• _TASK TO COMPLETE_
Each line in the listing below that contains "wouldn" should be returned.

▬▬▬▬▬▬▬▬▬▬

PR #3272, opened 2025-04-23
Provide source information via CallerFilePath and CallerLineNumber

Youssef1313:
- This is a quick PoC that has breaking changes.
- It doesn't fully build (there are tests that need to be updated to account for the breaking changes).
- Not yet tested.

@bradwilson This PR is my *personal* view on how source information should be collected. What do you think? Is it something you can consider for xunit.v3 3.x?

### DIFF
--- a/src/xunit.v3.core/Framework/FactDiscoverer.cs
+++ b/src/xunit.v3.core/Framework/FactDiscoverer.cs
@@ -40,6 +40,8 @@ public class FactDiscoverer : IXunitTestCaseDiscoverer
 			details.SkipUnless,
 			details.SkipWhen,
 			testMethod.Traits.ToReadWrite(StringComparer.OrdinalIgnoreCase),
+			sourceFilePath: factAttribute.SourceFilePath,
+			sourceLineNumber: factAttribute.SourceLineNumber,
 			timeout: details.Timeout
 		);
 	}
@@ -84,11 +86,15 @@ public class FactDiscoverer : IXunitTestCaseDiscoverer
 
 		var details = TestIntrospectionHelper.GetTestCaseDetails(discoveryOptions, testMethod, factAttribute);
 
-		return new(
+		var errorTestCase = new ExecutionErrorTestCase(
 			details.ResolvedTestMethod,
 			details.TestCaseDisplayName,
 			details.UniqueID,
 			message
 		);
+
+		errorTestCase.SourceFilePath = factAttribute.SourceFilePath;
+		errorTestCase.SourceLineNumber = factAttribute.SourceLineNumber;
+		return errorTestCase;
 	}
 }
--- a/src/xunit.v3.core/Abstractions/Attributes/IFactAttribute.cs
+++ b/src/xunit.v3.core/Abstractions/Attributes/IFactAttribute.cs
@@ -1,4 +1,5 @@
 using System;
+using System.Runtime.CompilerServices;
 using Xunit.Sdk;
 
 namespace Xunit.v3;
@@ -84,4 +85,14 @@ public interface IFactAttribute
 	/// completely).
 	/// </remarks>
 	int Timeout { get; }
+
+	/// <summary>
+	/// Gets the source file path declaring the attribute. Usually provided via <see cref="CallerFilePathAttribute"/>.
+	/// </summary>
+	string? SourceFilePath { get; }
+
+	/// <summary>
+	/// Gets the source file line number declaring the attribute. Usually provided via <see cref="CallerLineNumberAttribute"/>.
+	/// </summary>
+	int SourceLineNumber { get; }
 }
--- a/src/xunit.v3.core/FactAttribute.cs
+++ b/src/xunit.v3.core/FactAttribute.cs
@@ -1,6 +1,7 @@
 #pragma warning disable CA1813 // This attribute is unsealed because it's an extensibility point
 
 using System;
+using System.Runtime.CompilerServices;
 using Xunit.v3;
 
 namespace Xunit;
@@ -13,6 +14,15 @@ namespace Xunit;
 [AttributeUsage(AttributeTargets.Method, AllowMultiple = false)]
 public class FactAttribute : Attribute, IFactAttribute
 {
+	/// <summary>
+	/// Createa a new instance of <see cref="FactAttribute"/> which provides source information.
+	/// </summary>
+	public FactAttribute([CallerFilePath] string? sourceFilePath = null, [CallerLineNumber] int sourceLineNumber = -1)
+	{
+		SourceFilePath = sourceFilePath;
+		SourceLineNumber = sourceLineNumber;
+	}
+
 	/// <inheritdoc/>
 	public string? DisplayName { get; set; }
 
@@ -36,4 +46,10 @@ public class FactAttribute : Attribute, IFactAttribute
 
 	/// <inheritdoc/>
 	public int Timeout { get; set; }
+
+	/// <inheritdoc/>
+	public string? SourceFilePath { get; }
+
+	/// <inheritdoc/>
+	public int SourceLineNumber { get; }
 }
--- a/src/xunit.v3.core/Framework/TheoryDiscoverer.cs
+++ b/src/xunit.v3.core/Framework/TheoryDiscoverer.cs
@@ -94,6 +94,8 @@ public class TheoryDiscoverer : IXunitTestCaseDiscoverer
 					details.SkipUnless,
 					details.SkipWhen,
 					testMethod.Traits.ToReadWrite(StringComparer.OrdinalIgnoreCase),
+					sourceFilePath: theoryAttribute.SourceFilePath,
+					sourceLineNumber: theoryAttribute.SourceLineNumber,
 					timeout: details.Timeout
 				)
 				: (IXunitTestCase)new XunitDelayEnumeratedTheoryTestCase(
@@ -108,6 +110,8 @@ public class TheoryDiscoverer : IXunitTestCaseDiscoverer
 					details.SkipUnless,
 					details.SkipWhen,
 					testMethod.Traits.ToReadWrite(StringComparer.OrdinalIgnoreCase),
+					sourceFilePath: theoryAttribute.SourceFilePath,
+					sourceLineNumber: theoryAttribute.SourceLineNumber,
 					timeout: details.Timeout
 				);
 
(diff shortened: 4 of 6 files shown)


src/xunit.v3.core/Framework/FactDiscoverer.cs
```diff
@@ -84,11 +86,15 @@ static ExecutionErrorTestCase ErrorTestCase(
...
-		return new(
+		var errorTestCase = new ExecutionErrorTestCase(
 			details.ResolvedTestMethod,
 			details.TestCaseDisplayName,
 			details.UniqueID,
 			message
 		);
+
+		errorTestCase.SourceFilePath = factAttribute.SourceFilePath;
+		errorTestCase.SourceLineNumber = factAttribute.SourceLineNumber;
```
Youssef1313, line 97: It's probably better to have these information returned from `GetTestCaseDetails`, and update `ExecutionErrorTestCase` constructor to accept these.

I just went with something quick as a "Poc".

bradwilson:
My question is how accurate this strategy is vs. `DiaSession`.

- If it's as good as `DiaSession`, then wouldn't this entirely negate the need for `ISourceInformationProvider` (at least for v3 tests)?
- If it's not as good as `DiaSession`, then wouldn't it make more sense to defer to `ISourceInformationProvider` and only use this as a last resort?

Youssef1313:
Alternative to this, we can look into the option of providing a helper to get source information as a separate NuGet package that you can depend on to provide the information when requested (e.g, via environment variable - which we will set for you when using F# in VS, or when using DevKit).

The implementation we will provide as a NuGet package will most likely be a copy of https://github.com/microsoft/vstest/tree/7b36464c47dbe0bd968972b3470e6e9da38209f2/src/Microsoft.TestPlatform.ObjectModel/Navigation. Or alternatively you can copy that implementation directly in xunit if you want to avoid an extra dependency.

bradwilson:
I'll look at what's involved in internally replicating the DiaSession code, since that's likely to be the most accurate (correct line, supports any language that can produce PDBs, etc.).

bradwilson:
After looking over the code, I don't think this is a good idea, because it depends on being able to find msdia140.dll, which I don't think we should ship (and maybe don't even have the right to ship).

Youssef1313:
About shipping that dll, I'm not sure. There is a mention [here](https://learn.microsoft.com/visualstudio/releases/2022/redistribution#dia-sdk) about redistribution but I'm not sure whether or not you can ship it.

Probably you can load it from VS installation itself by accessing `VSINSTALLDIR` environment variable, and from there it will be in `DIA SDK\bin`. But then we need to also find it when running DevKit and I'm not sure if it's shipped there somewhere or not.

Or, maybe you can start by supporting portable PDB only for now.

bradwilson:
I already have a dependency on Mono.Cecil, so I'm testing that now to see whether it has everything I need.

bradwilson:
It seems like Cecil will work, but only for tests in the root test assembly. That is, if the test is defined in a secondary assembly, the type/method lookup will fail. We will not chase down every assembly in the build folder looking for the type/method.

This could be combined with the caller info attributes used as a fallback when the source information provider cannot find the associated type/method. It will be less accurate, but it will still allow tests defined elsewhere (at least for C#/VB) to provide "close enough" source information in this scenario.

bradwilson:
I've been trying work out a way to add the caller info without a breaking change, but it doesn't seem possible due to the need for the changed constructors on `FactAttribute` and `TheoryAttribute`.

The Cecil changes are not breaking, so I'm going to push them up into the main tree.

Youssef1313:
> but it doesn't seem possible due to the need for the changed constructors on FactAttribute and TheoryAttribute.

Yup. There are two ways to workaround it:

1. OverloadResolutionPriorityAttribute, but that means it won't work correctly for old language versions before ORPA support was added.
2. UGLY: Ship two versions of the dll, one with the caller info constructor only, and another that has the two constructors. Hack things around with MSBuild so that the dll with caller info constructor only is the one that's passed to the compiler, but the other dll is what ends up in output directory. That way, all the constructors are present at runtime, by at compile-time the compiler has no choice other than selecting the constructor with caller info. But it's too ugly :)

bradwilson:
The Cecil-based source information is available in v3 `2.0.2-pre.16`. It should resolve your issue for any tests that live in the test assembly, but it would definitely be helpful for some verification on your side @Youssef1313 since I don't have the actual problem to repro. 😄 https://xunit.net/docs/using-ci-builds

bradwilson:
I did a performance measurement of using Cecil on the test assembly + every assembly that is a DLL in the same folder as the test assembly, and the startup cost is low enough that I think we should be able to cover the 99% case for tests without needing to go to the extent of using the caller info on the `FactAttribute`.

bradwilson:
@Youssef1313 Okay, the changes have been integrated into `2.0.2-pre.21` which include source information for MTP.

bradwilson:
I cannot demonstrate this in MTP mode (since it doesn't offer the ability to show this information, that I could tell), but you can see now that our discovery and test case starting messages include source information:

image

image

bradwilson:
And this includes F#/VB of course, since it's PDB based:

image

Youssef1313:
@bradwilson We would also expect a performance regression compared to VSTest because this bypasses the faster Roslyn-based discovery we have on Test Explorer side. So we will probably need a way to disable this only in VS for C# and VB. Is it something you want to do? (either completely on your side, or by us providing you some flag to control whether or not the Cecil-based info provider is enabled?)

bradwilson:
There is no Roslyn based discovery for xUnit.net v3 unless you're talking about something that hasn't shipped yet. (Or you mean something different by "discovery" than test discovery...)

Youssef1313:
> There is no Roslyn based discovery for xUnit.net v3

This is completely on Test Explorer side. We use `location.type` and `location.method` (which are calculated from TestMethodIdentifierProperty), and hand them to Roslyn (https://github.com/dotnet/roslyn/blob/748b0e60d1ea4f5d7f294024338c1649f58330ad/src/Features/Core/Portable/ExternalAccess/UnitTesting/API/UnitTestingSearchHelpers.cs).

Historically, this implementation was done because reading PDBs was very expensive, especially for repos of the size of dotnet/runtime and dotnet/roslyn (hundreds of thousands of tests).

Youssef1313:
> Also where do you have an unsigned copy of xunit.v3.runner.common?

Hmm, if not from `https://f.feedz.io/xunit/xunit/nuget/index.json` then I don't know. Let me clear my NuGet cache and re-restore.

bradwilson:
Everything in feedz.io gets signed.

What's weird is that you have both an unsigned and a signed copy. I just don't know where the unsigned copy came from. I've definitely tested this and it generally works on .NET Framework.

I have considered excluding the xUnit.net assemblies, since they'll never contain your tests, but right now we're signing everything, including the tests, which would make it impossible for me to actually test this feature if we exclude everything with our public key token. 😬

bradwilson:
> This is completely on Test Explorer side.

Just so we're clear, we've only added this feature for you.

How am I supposed to know when we're running in a mode where Test Explorer can provide this information vs. a mode where it can't? You're literally the only person who has this problem, so I hope you have a way for me to turn it on/off automatically.

Youssef1313:
> How am I supposed to know when we're running in a mode where Test Explorer can provide this information

On a high level:

- Visual Studio C#/VB: Test Explorer can already provide source information
- Visual Studio F#: Test Explorer can **not** provide source information.
- VS Code DevKit: Test Explorer can **not** provide source information for **all languages**.

Regarding the **how** you are supposed to know it, I'm just listing possibilities so we can agree on what to do:

- Today, we pass this information in `TESTINGPLATFORM_EXPERIMENTAL_VSTEST_RUNSETTINGS` (in `CollectSourceInformation`). This environment variable today is only present for VSTestBridge, but IDE sets it unconditionally so in theory you can still read it.
- We could have a simpler environment variable like `TestExplorerNeedsSourceInformation` which is either `1` or `0`.
- We could plug something more complex in the protocol itself and find a way to propagate it to the test framework somehow. (no concrete design in mind for this one yet)
- You could try to detect VS vs DevKit (there will probably be some env variable that can detect one or the other), and you can detect the language (e.g, you can use `$(Language)` in MSBuild to include it in `RuntimeHostConfigurationOption` which can be read at run-time with `AppContext.TryGetSwitch`).

Youssef1313:
@bradwilson For signing, here is what I see in NuGet Package Explorer

image

The dll in xunit.v3.runner.common NuGet package version 2.0.2-pre.2.4 has PublicKeyToken = null.

bradwilson:
I'll double check the build process.

bradwilson:
> * Today, we pass this information in `TESTINGPLATFORM_EXPERIMENTAL_VSTEST_RUNSETTINGS` (in `CollectSourceInformation`). This environment variable today is only present for VSTestBridge, but IDE sets it unconditionally so in theory you can still read it.

It sounds like this is only option that would work today. Everything you listed was "we could do this...". Is that accurate?

> * You could try to detect VS vs DevKit (there will probably be some env variable that can detect one or the other), and you can detect the language (e.g, you can use `$(Language)` in MSBuild to include it in `RuntimeHostConfigurationOption` which can be read at run-time with `AppContext.TryGetSwitch`).

This feels like waaaaaaaay too much internal information for me to code into the system. The "rules" that you've set down are only guaranteed to be accurate today.

bradwilson:
Given the name of `TESTINGPLATFORM_EXPERIMENTAL_VSTEST_RUNSETTINGS`, how long can people safely assume this passing mechanism will exist?

bradwilson:
How are you testing F#/VB in VS Code, given that the C# Dev Kit does not support the other two languages?

Youssef1313:
> How are you testing F#/VB in VS Code, given that the C# Dev Kit does not support the other two languages?

Yeah sorry my previous comments were confusing by mentioning "all languages". F#/VB aren't applicable to C# DevKit.

> Given the name of `TESTINGPLATFORM_EXPERIMENTAL_VSTEST_RUNSETTINGS`, how long can people safely assume this passing mechanism will exist?

I think it's unlikely to break it in Visual Studio or DevKit because it will then be a breaking change. @drognanar can you confirm please?

bradwilson:
I have verified that everything works as expected (F# now works in Visual Studio, C# works in Dev Kit), [respecting the environment variable](https://github.com/xunit/xunit/commit/8a1c6c2a8b04e2b883322365d4428f668810d8fe).

I've also addressed [the issue with the lack of the strong naming](https://github.com/xunit/xunit/commit/5812b89453010252ee9211bca57cdb48cb27c429) on the ILRepack'd version of `xunit.v3.runner.common`: 

image

(I have an [open issue](https://github.com/gluck/il-repack/issues/403) as to why "Compiler Flags" is not being preserved by ILRepack, but I assume that doesn't affect you.)

This is available for verification on your side in build `2.0.2-pre.28` @Youssef1313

▬▬▬▬▬▬▬▬▬▬

• _RESULT_
- If it's as good as `DiaSession`, then wouldn't this entirely negate the need for `ISourceInformationProvider` (at least for v3 tests)?
- If it's not as good as `DiaSession`, then wouldn't it make more sense to defer to `ISourceInformationProvider` and only use this as a last resort?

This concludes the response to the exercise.